周围的百姓们见状纷纷议论起来,矛头顿时转向谢奕辰。
有人低声议论:“这谢探花确实过分,退了婚还来搅和人家的婚事。”
“是啊,贺小姐说得在理,谢公子这般胡闹,实在不像话。”
谢知砚看着贺宜宁,眼中满是感动与欣慰。
他走到贺宜宁身旁,牵起她的手,将她护在身后,然后看向谢奕辰,怒斥道:“谢奕辰,你身为谢家子弟,却如此不懂规矩,在此大闹长辈婚礼;今日之事,我定会去皇上那里参奏你,你好自为之!”
面对谢知砚的怒斥和周围百姓的指责,谢奕辰此时酒意全消,心中也开始有些发慌。
他看着两人紧紧相握的手,以及周围人鄙夷的目光,只觉得脸上火辣辣的,丢脸至极。
谢奕辰咬咬牙,强忍着怒气,转身匆匆离去。
而在人群中,有一双眼睛一直静静地观察着这一切。
顾姝看到谢奕辰的狼狈模样,朝身边的丫鬟低声吩咐:“你即刻让人将今日之事告诉承安公主,但不能连累到贺小姐。
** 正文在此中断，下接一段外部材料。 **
PR #1943, opened 2022-06-04
feat: add pendo plugin

mrnerdhair:
## Description

Based on #1913.

## Notice

- [x] Have you followed the guidelines in our [Contributing]('https://github.com/shapeshift/web/CONTRIBUTING.md) guide?
- [x] Have you checked to ensure there aren't other open [Pull Requests](https://github.com/shapeshift/web/pulls) for the same update/change?

## Pull Request Type

- [ ] :bug: Bug fix (Non-breaking Change: Fixes an issue)
- [ ] :hammer_and_wrench: Chore (Non-breaking Change: Doc updates, pkg upgrades, typos, etc..)
- [x] :nail_care: New Feature (Breaking/Non-breaking Change)

PR #2142, opened 2022-07-11
feat: add Pendo plugin

cjthompson:
## Description

Add support for Pendo in app, which can be enabled or disabled based on a feature flag.

* This code will always be compiled into the app, which means there will not be a version of the app that does not have the pendo client code.
* The code to initiate a connection with Pendo should/will only run when the feature flag is enabled
* This patches a specific version of the pendo agent to remove specific security vulnerabilities. That makes changing the pendo agent version _very_ difficult.

## Notice

## Pull Request Type

## Issue (if applicable)

There is one, I'll edit when I find it.

## Risk

* The pendo launcher could potentially cause delays in loading the app
* There is some risk of security vulnerabilities exposed due to including the pendo agent code, even if the flag is off
* It's possible the pendo agent could fail in ways that would crash the app

## Testing

1. We must add PENDO specific environment variables to the build process
2. Run the app with PENDO enabled and review the Network tab to verify that requests to pendo are working
3. Run the app with PENDO disabled and review the network tab to verify that requests to pendo are not happening
4. Check the Console tab for any pendo related logs
5. Check the Pendo console to verify that data is arriving

image


0xdef1cafe:
continuation of https://github.com/shapeshift/web/pull/1943

0xdef1cafe:
huge thanks @cjthompson - @shapeshift/product we're close now

let's get the consent modal wired up, and we're good to go.

i've added env vars to fleek `develop` and `app` environments
* it's **on** by default in `develop`
* it's **off** by default for `app`
* **nothing has been added to `private`** - all these env vars need consolidation with app, but with pendo **off**

src/plugins/pendo/components/OptInModal/OptInModal.tsx
```diff
@@ -0,0 +1,159 @@
...
+          data-test='consent-optin-continue-button'
+        >
+          <Text translation={'common.continue'} />
+        </Button>
+        <Button
+          isFullWidth
+          variant='ghost'
+          size='md'
+          mt={3}
+          onClick={() => (window.location.href = 'https://private.shapeshift.com')}
```
cjthompson, line 151: Should this be an environment variable? This is the only place it's used.

0xdef1cafe: i think it's ok, it's v unlikely to change, requires pointing DNS etc

0xdef1cafe (dismissed):

src/plugins/pendo/components/OptInModal/OptInModal.tsx
```diff
@@ -0,0 +1,159 @@
...
+
+  const borderColor = useColorModeValue('gray.100', 'gray.750')
+  const history = useHistory()
+
+  const consent = VisitorDataManager.checkConsent(CONSENT_TAG)
+
+  useEffect(() => {
+    if (typeof consent === 'boolean') {
+      moduleLogger.trace({ consent }, 'User has selected their consent')
+      if (consent) launch()
```
kaladinlight, line 35: Is there any other way to handle giving consent outside of the `handleConfirm`? It looks a bit like the possibility to call `launch()` twice when handling confirm and updating consent to true.

Also, not super familiar with the `history` object, but is location state a part of that and could cause refiring of this hook? do we need to check for history at `/` or something?

kaladinlight:
Just an opinion on the UI, does it seem weird to have the `ShapeShift will..` text but then in the box it show both what will happen and what won't happen? Should this be broken into two sections? `ShapeShift will...`/`ShapeShift will not...` or maybe more generic verbiage to encompass both? Could just be me, but thought I would mention

src/plugins/pendo/components/OptInModal/OptInModal.tsx
```diff
@@ -0,0 +1,159 @@
...
+        </Button>
+        <Button
+          isFullWidth
+          variant='ghost'
+          size='md'
+          mt={3}
+          onClick={() => (window.location.href = 'https://private.shapeshift.com')}
+          data-test='consent-optout-button'
+        >
+          <Text translation='plugins.analytics.optInModal.noThanks' />
```
kaladinlight, line 154: don't see the translation additions here, but is `Thanks` intended to be capitalized from the screenshot?

src/plugins/pendo/index.tsx
```diff
@@ -0,0 +1,59 @@
...
+export const launch = memoize(() => {
+  const config = getConfig()
+
+  moduleLogger.trace({ config }, 'launch')
+  /**
+   * This is mostly recapitulation of settings already provided with the agent,
+   * but these are the security-critical bits that need to be enforced.
+   */
+  const launcher = makePendoLauncher({
+    blockAgentMetadata: false, // TODO: double-check
```
kaladinlight, line 21: Has this TODO been verified? remove comment if so

elmutt (approved):
a lot of this is hard to review without knowing exactly whats intended (the agent stuff). Nothing obvious jumps out tho

src/plugins/pendo/visitorData.ts
```diff
@@ -0,0 +1,100 @@
...
+  visitorId: VisitorId
+  consent: Record<string, true>
+}
+
+export class VisitorDataManager {
+  static readonly #consentMap = new Map<string, boolean>()
+  static #visitorId: VisitorId = { id: '', expiry: 0 }
+
+  static load(): void {
+    const raw = window.localStorage.getItem('visitorData') ?? '{"consent":{}}'
```
kaladinlight, line 21: more of a question than anything, but can't local storage be accessed by anything running on your page (not secure), yet we are pulling the "unsecure" data and assigning to private `#` field as if it is secure or truly protected/not intended to be leaked.

is my understanding here correct, or is is marginally more secure than exposing on the class object itself so it is a slight security improvement?

doesn't ultimately hurt either way, just curious

src/plugins/pendo/visitorData.ts
```diff
@@ -0,0 +1,100 @@
...
+      window.localStorage.removeItem('visitorData')
+    }
+  }
+
+  /**
+   * Get the current visitorId
+   *
+   * Set the ID to expire after a maximum of two weeks so that tracking of a user is limited
+   */
+  static async getId(): Promise<string> {
```
kaladinlight, line 59: `getOrCreateId`? or something along those lines?

kaladinlight (approved):
Couple of small questions/comments, but largely looks sane from what I could understand

cjthompson:
The UI was merged prior to this commit and just moved. I didn't build the UI. I would ask product to clarify any UI changes. 

For example I don't like the double negatives with the red Xs.

src/plugins/pendo/visitorData.ts
cjthompson: I understand what your saying. I had to rework some of MrNerdHairs code because it was overly complicated. This code could benefit from another pass of simplification. 

In fact a lot of this code could probably be significantly simplified. 

I'd prefer to leave that for a future ticket to avoid more delays right now.

src/plugins/pendo/components/OptInModal/OptInModal.tsx
cjthompson: `launch` is a memoized function. No matter how many times you call it, it will only run once.

I don't understand the second part of your question.

src/plugins/pendo/agent/ajax.ts
```diff
@@ -0,0 +1,111 @@
+import { logger } from 'lib/logger'
+
+import { PendoAjaxError } from './errors'
+import { filterRequest, filterResponse } from './filters'
+import type { PendoEnv } from './types'
+
+const moduleLogger = logger.child({ namespace: ['Plugin', 'Pendo', 'Agent', 'Ajax'] })
+
+function getTransmissionData(this: PendoEnv, url: URL, body: BodyInit | undefined) {
```
gomesalexandre, line 9: That doesn't look right, can we add a test for this? `Function.prototype.call()` calls a function with the first param used as a `this` for that function, and the rest `...args`. It doesn't mutate the function signature to make `this` available explicitly as a first parameter of said function.

src/plugins/pendo/agent/filters.ts
```diff
@@ -0,0 +1,225 @@
...
+  'props',
+  'type',
+  'children',
+  'latestDismissedAutoAt',
+]
+
+const moduleLogger = logger.child({ namespace: ['Plugin', 'Pendo', 'Agent', 'Filters'] })
+
+export function filterGuideTag(
+  this: PendoEnv,
```
gomesalexandre, line 28: Ditto, feel free to resolve all of these if there's some automagic I didn't get here

reallybeard:
> The UI was merged prior to this commit and just moved. I didn't build the UI. I would ask product to clarify any UI changes.
> 
> For example I don't like the double negatives with the red Xs.

I think we are good to go on the modal. I don't want to hold this up any longer. We can iterate on any language/design once this is up.

src/plugins/pendo/components/OptInModal/OptInModal.tsx
kaladinlight: Was just wondering if the history dependency would cause a re-render or something, but as it is actually changing what component is being rendered it shouldn't matter I don't think

src/plugins/pendo/visitorData.ts
kaladinlight: Yeah totally fair, just wanted to bring it up as a talking point

src/plugins/pendo/agent/ajax.ts
gomesalexandre: Just tried it and this works as intented because of the use of the `this` keyword:
https://www.typescriptlang.org/play?#code/GYVwdgxgLglg9mABAWwJ4DFzXkgFFACxgGcAaRAI3IgEpEBvAKEUQgWLgBsBTAOk7gBzXPUIBDKAC5EhEuSoQAvjUaLGjNJkiwEvCGM6cRi8gHJgcOKbMUxAJ1M0gA

Would be cleaner to avoid this magic, but if we need it for type purposes I'm fine with it

0xdef1cafe (approved):

kaladinlight (approved):

PR #2159, opened 2022-07-13
chore: remove chainIdToFeeAssetId usages

gomesalexandre:
## Description

This removes the `chainIdToFeeAssetId` usages in favour of a call to `getFeeAssetId()` from the relevant adapter of said chainId.

Uses the new `getChainAdapters()` singleton inline to achieve this, which is a cheap operation since this is now a singleton and we don't have to reinstantiate a chain-adapters manager on every call.

## Notice

## Pull Request Type

## Issue (if applicable)

- partially tackles https://github.com/shapeshift/lib/issues/875 (the `chainIdToFeeAssetId` method will still have to be removed from lib)

## Risk

Supposedly none. If there is regressions from this, we have bigger problems. 

## Testing

- Full regression testing. Market data, account/assets pages, transaction history and asset search could possibly show regressions. Tested across all of these and found no regression.


src/state/slices/portfolioSlice/utils.ts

”
她虽恨谢奕辰,但也不愿因报仇连累他人,更何况贺宜宁对她有恩。
丫鬟领命,快步离去。
闹剧结束,花轿在迎亲队伍的带领下,重新往谢府吹吹打打而去。
热闹非凡的迎亲队伍终于抵达了谢府,谢知砚翻身下马,亲自走到花轿旁,小心翼翼地牵起贺宜宁的手,带着她走进谢府。
然而,他们还未踏入门槛,便遭遇了谢家人的故意刁难。
谢知恒不知何时站在了谢府门口,身后簇拥着一群孩童,他们嬉笑着、打闹着,将整个门口堵得严严实实,贺宜宁根本无法顺利进门。
谢知恒脸上挂着一抹似有若无的冷笑,开口说道:“哟,弟妹到了,这是我们谢家老家的规矩,新娘子进门,得先给孩子们发些喜钱,讨个好彩头,才能进这门呢。”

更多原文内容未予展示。